Too often work plans focus on end products without thinking through what other steps must be completed before a specific tactic can be accomplished.

One of my clients this summer, for example, is using “tabling” at public fairs/festivals as a tactic for the first time.  The initial work plan simply said: identify two tabling opportunities, recruit 5 volunteers and table.  Of course, it soon became clear that this also meant developing the necessary materials, setting up new systems to identify/train volunteers, finding a table/chairs, designing/printing a banner, etc.

Another client recently discussed with me her experience putting together the organization’s first corporate sponsorship packages for an event.  Because no work planning had happened, she hadn’t identified the triggers that had to be done in advance of actually asking corporations to sponsor (updated materials, agreement upon sponsorship levels, relationship-building, etc.).   The process therefore took her considerably longer than they had anticipated.

Rather than just creating a to-do list, good work planning identifies the outcomes you want and then works backwards to identify all the triggers or precursors that must be accomplished along the way.    In addition to making sure steps are done in the right order, on time, making explicit all the triggering steps that must first be taken is essential to make sure the work plan is making realistic assumptions about how much staff time a project will take.

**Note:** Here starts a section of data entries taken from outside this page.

PR #987, opened 2020-08-20
small name fixes

terencefan:
 - Detail 1
 - Detail 2


src/Microsoft.Azure.SignalR.Common/Auth/AadApplicationOptions.cs
```diff
@@ -38,7 +37,7 @@ public AadApplicationOptions WithClientSecret(string secret)
             return this;
         }
 
-        public AadApplicationOptions WithClientCert(X509Certificate2 cert)
+        public AadApplicationOptions WIthCertificate(X509Certificate2 cert)
```
vicancy, line 40: typo `I` => `With`

src/Microsoft.Azure.SignalR.Common/Auth/IAadAuthOptions.cs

More than once I’ve watched organizations go awry when they fail to plan in this way and find themselves 2-3 weeks out from a major milestone scrambling because a trigger wasn’t taken into account.

Occasionally, there are brilliant people whose minds can do this all in their head.

But for mortals like me and you, putting pen to paper or fingers to keyboard is an essential step to make sure the work gets done in the right order on the right timeline.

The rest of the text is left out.